No nosso Estado, contamos com um Horto Matriz (Horto de Plantas Medicinais Professor Francisco José de Abreu Matos do Projeto Farmácias Vivas da Universidade Federal do Ceará) e o Horto Oficial (Horto de Plantas Medicinais da Secretaria de Saúde do Estado do Ceará).
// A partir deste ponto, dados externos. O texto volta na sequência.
Issue #2471, opened 2023-09-17
[Egg Request]: ntfy server 


diedyesterdaywashere:
### Does this expand an already existing service

No

### Link to a game or software

https://ntfy.sh

### Links for the download

https://github.com/binwiederhier/ntfy/releases/

### Links for the install docs

https://docs.ntfy.sh/install/

QuintenQVD0:
Pterodactyl is the wrong solution for this as you for like any action need to change the startup command and that is not secure

PR #2582, opened 2023-12-01
Add ntfy egg

ThnksCJ:
# Description

Ntfy is a simple HTTP-based [pub-sub](https://en.wikipedia.org/wiki/Publish%E2%80%93subscribe_pattern) notification service. It allows you to send notifications to your phone or desktop via scripts from any computer, and/or using a REST API.

Closed issue requesting ntfy: [#2471](https://github.com/parkervcp/eggs/issues/2471)

  * If not, why?:

* [ ] You verify that the start command applied does not use a shell script

## New egg Submissions


software/ntfy/egg-ntfy.json
```diff
@@ -0,0 +1,31 @@
...
+    "features": null,
+    "docker_images": {
+        "ghcr.io\/parkervcp\/yolks:debian": "ghcr.io\/parkervcp\/yolks:debian"
+    },
+    "file_denylist": [],
+    "startup": ".\/ntfy serve --config server\/server.yml",
+    "config": {
+        "files": "{\r\n    \"server\/server.yml\": {\r\n        \"parser\": \"yaml\",\r\n        \"find\": {\r\n            \"listen-http\": \":{{server.build.default.port}}\",\r\n            \"cache-file\": \".\/cache.db\"\r\n        }\r\n    }\r\n}",
+        "startup": "{\r\n    \"done\": \"INFO Listening on\"\r\n}",
+        "logs": "{}",
```
QuintenQVD0, line 20: Here should normaly ^c work aq tini is in that image.

software/ntfy/egg-ntfy.json
```diff
@@ -0,0 +1,31 @@
...
+        "stop": "^^C"
+    },
+    "scripts": {
+        "installation": {
+            "script": "## NTFY Installscript\r\n\r\n## update system\r\napt update\r\napt -y install --no-install-recommends curl tar\r\n\r\n## Variables\r\nARCH=$([[ \"$(uname -m)\" == \"x86_64\" ]] && echo \"amd64\" || echo \"arm64\")\r\n\r\ncd \/mnt\/server\r\n\r\n## install ntfy\r\necho -e \"download url: https:\/\/github.com\/binwiederhier\/ntfy\/releases\/download\/v2.8.0\/ntfy_2.8.0_linux_${ARCH}.tar.gz\"\r\necho -e \"downloading ntfy $VERSION\"\r\ncurl -sSL -o ntfy_2.8.0_linux_${ARCH}.tar.gz https:\/\/github.com\/binwiederhier\/ntfy\/releases\/download\/v2.8.0\/ntfy_2.8.0_linux_${ARCH}.tar.gz\r\n\r\necho -e \"unzipping ntfy exc\"\r\ntar -zxvf .\/ntfy_2.8.0_linux_${ARCH}.tar.gz ntfy\r\n\r\n## clear temp stuff\r\necho -e \"deleting temp files\"\r\nrm .\/ntfy_2.8.0_linux_${ARCH}.tar.gz\r\nrm -r .\/ntfy_2.8.0_linux_${ARCH}\r\n\r\necho -e \"creating cache.db\"\r\ntouch cache.db\r\n\r\necho -e \"-------------------------------------------------\"\r\necho -e \"Installation completed\"\r\necho -e \"-------------------------------------------------\"",
```
QuintenQVD0, line 25: Please use our github release grab script here. 

Some love to you for implementing arm64.

QuintenQVD0 (changes requested):

software/ntfy/egg-ntfy.json
ThnksCJ: Where can I find that script? Or do I just poke around in the eggs in the repo

ThnksCJ:
@QuintenQVD0 Ive added the changes you suggested could you look over it again?

QuintenQVD0:
looks fine to me, just have to test it.

QuintenQVD0:
@ThnksCJ How to we use this as the issue was closed because you like need to change the startup off the egg. so how does this egg handle this as I do not know this aplication

ThnksCJ:
You can configure the server.yml file that gets created and it's already pre-configured with a working config on the default allocation host and port. You can configure it to add a proxy host and such but you would need to look through the docs for that. If you span up an instance and visited it on http then it would all be working as a basic thing

ThnksCJ:
@QuintenQVD0 I changed the way the config is made to make it hopefully a bit more user friendly, could you look over it? Thanks 👍🏻

software/ntfy/egg-ntfy.json
```diff
@@ -15,14 +15,14 @@
     "file_denylist": [],
     "startup": ".\/ntfy serve --config server\/server.yml",
     "config": {
-        "files": "{\r\n    \"server\/server.yml\": {\r\n        \"parser\": \"yaml\",\r\n        \"find\": {\r\n            \"listen-http\": \":{{server.build.default.port}}\",\r\n            \"cache-file\": \".\/cache.db\"\r\n        }\r\n    }\r\n}",
```
QuintenQVD0: Wy did you remove this?

ThnksCJ: I removed this because this would only show when the server was started for the first time which I don't think is the best so I moved the server.yml creation into the init script.

QuintenQVD0: The files run on every startup and should be there as you must force the port it uses, and hard setting the cache db in it is also a good idea. The config just has to be in that place before the server starts for the first time.

ThnksCJ: Even though I create the file in the init script should I still keep it in the files? I just assumed it would be better as when the user installs the server they don't have to start it to see the configuration file

QuintenQVD0: End users do not see this configuration logic. it is expected that all ports an application uses are locked and users can not change it so they copy a config from somewhere, and it has another port set that it reverts that line back. else host will get flooded with support tickets.

Stef-00012:
how do you manage users if the startup command is hard coded?
(to manage users and permissions it's `ntfy user ...` and `ntfy access ...`

gOOvER:
> how do you manage users if the startup command is hard coded? (to manage users and permissions it's `ntfy user ...` and `ntfy access ...`

change the startup in the egg or server, when you are admin?

Stef-00012:
> > how do you manage users if the startup command is hard coded? (to manage users and permissions it's `ntfy user ...` and `ntfy access ...`
> 
> change the startup in the egg or server, when you are admin?

why? it would be enough to make the startup like `ntfy {{ARGS}}`
and make an env variable where the user can type `user add xxx` etc.

ThnksCJ:
I thought users could be added using the web UI and it work the same as using a cmd to do it

QuintenQVD0:
it should indeed, as the user will never be allowed to change the startup themselves in offical eggs.

Stef-00012:
> I thought users could be added using the web UI and it work the same as using a cmd to do it

you mean like so?
image

Stef-00012:
> I thought users could be added using the web UI and it work the same as using a cmd to do it

how? in the web UI the add user button is only a way to log into users made with `ntfy user add ...`, and in the web UI there's no way to manage permissions (`ntfy access ...`)

QuintenQVD0:
if that is true, this egg likely will be closed as uses are not allowed to self edit the startup

ThnksCJ:
> > I thought users could be added using the web UI and it work the same as using a cmd to do it
> 
> how? in the web UI the add user button is only a way to log into users made with `ntfy user add ...`, and in the web UI there's no way to manage permissions (`ntfy access ...`)

I must have overlooked this fact, mabye ntfy won't work as an egg after all

Stef-00012:
> if that is true, this egg likely will be closed as uses are not allowed to self edit the startup

can't it be done like so?
like `ntfy ${COMMAND}` 
where `COMMAND` is a `user_editable` variable

QuintenQVD0:
> > if that is true, this egg likely will be closed as uses are not allowed to self edit the startup
> 
> can't it be done like so? like `ntfy ${OPTIONS}` where `OPTIONS` is a `user_editable` variable

That would be better but is almost the same as just giving the user direct startup asses as you put a ; and the command and the panel will run it.

ThnksCJ:
Doesn't the nodejs egg do something like that to start the main file? Wouldn't you be able to put a ; and it escape too

QuintenQVD0:
> Doesn't the nodejs egg do something like that to start the main file? Wouldn't you be able to put a ; and it escape too

yes technically yes, but that variable is locked to a max of 64 char and should (it is not) be locked with alpha_dash rule what as it sas only allows letters and _ and not symbols.

ThnksCJ:
Then could you not do the same on this egg? Or would that raise password security issues

QuintenQVD0:
> Then could you not do the same on this egg? Or would that raise password security issues

Problem is it does not allow for `-` so many things (that's wy for node it is not set) will not work.
Even uppercase char are not allowed in alpha_dash. so I guess then indeed just lock it to 64 length and do it that way.

QuintenQVD0:
@ThnksCJ  Can an admin used create other users on the web interface or is it all command line interface, else we just create 1 stock user.

ThnksCJ:
From what i have read it all has to be done using the cli which is an issue, that is to create specific channels locked behind authentication. Not sure how we could overcome this issue without making a custom image that has a shell to accept commands or somehting

QuintenQVD0:
> From what i have read it all has to be done using the cli which is an issue, that is to create specific channels locked behind authentication. Not sure how we could overcome this issue without making a custom image that has a shell to accept commands or somehting

That wont be happening.

Stef-00012:
found out in the server.yml file you can add these 3 settings
```yml
enable-signup: true # anyone can create an account through the web ui
enable-login: true # anyone can login into accounts through the web ui using user and pass
enable-reservations: true # anyone can reserve topics for themselves
```

only limit is you can't choose who can make accounts and who can't, or who can reserve and who can't

however technically you can if you enable these settings only when you want to create an account or manage reserved topics and disable when you don't need to

QuintenQVD0:
> found out in the `server.yml` file you can add these 3 settings
> 
> ```yaml
> enable-signup: true # anyone can create an account through the web ui
> enable-login: true # anyone can login into accounts through the web ui using user and pass
> enable-reservations: true # anyone can reserve topics for themselves
> ```
> 
> only limit is you can't choose who can make accounts and who can't, or who can reserve and who can't
> 
> however technically you can if you enable these settings only when you want to create an account or manage reserved topics and disable when you don't need to

its even yaml so you could add variable for those nad let the config parser turn them on and off

PR #2607, opened 2023-12-14
Updated Evrima Egg

enozii:
Updated to work with the new map

# Description

* [x ] Have you followed the guidelines in our [Contributing document](https://github.com/parkervcp/eggs/blob/master/CONTRIBUTING.md)?
* [ x] Have you checked to ensure there aren't other open [Pull Requests](../pulls) for the same update/change?
* [ x] Have you tested and reviewed your changes with confidence that everything works?
  * If not, why?:

* [ x] You verify that the start command applied does not use a shell script
* [ x] The egg was exported from the panel


QuintenQVD0:
Is that the only option for MapName? if not then it should be done over a variable and the file parser

enozii:
It is the only map in the game yes, you'd have to change branch to play anything else. When they add multiple maps I'll make it a variable, but that's probably not gonna happen for a while given their dev time..

QuintenQVD0 (approved):
LGTM! thanks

Por meio de convênio entre estes dois setores, os trabalhos são desenvolvidos de maneira integrada, por meio dos quais são repassadas mudas certificadas de plantas medicinais, bem como importante apoio técnico-científico para a implantação e implementação de unidades Farmácias Vivas nos municípios cearenses.

 

Hortos dos municípios

 

Os hortos municipais recebem as mudas certificados dos Hortos de referência e tem como objetivo principal produzir matéria prima para a preparação de fitoterápicos das Farmácia viva III e para os serviços farmacêuticos das Farmácias Vivas I e II.

 

Requisitos Mínimos para Implantação do Horto Medicinal

 

 

As áreas dos hortos devem ter no mínimo 50m², ser plana, cercada ou murada, longe de esgotos ou córregos contaminados e que tenha uma fonte de água próxima.

 

Os canteiros devem ter tamanho de acordo com o tamanho da área disponível pelo município, onde o tamanho padrão é de 1m de largura por 10 m de comprimento.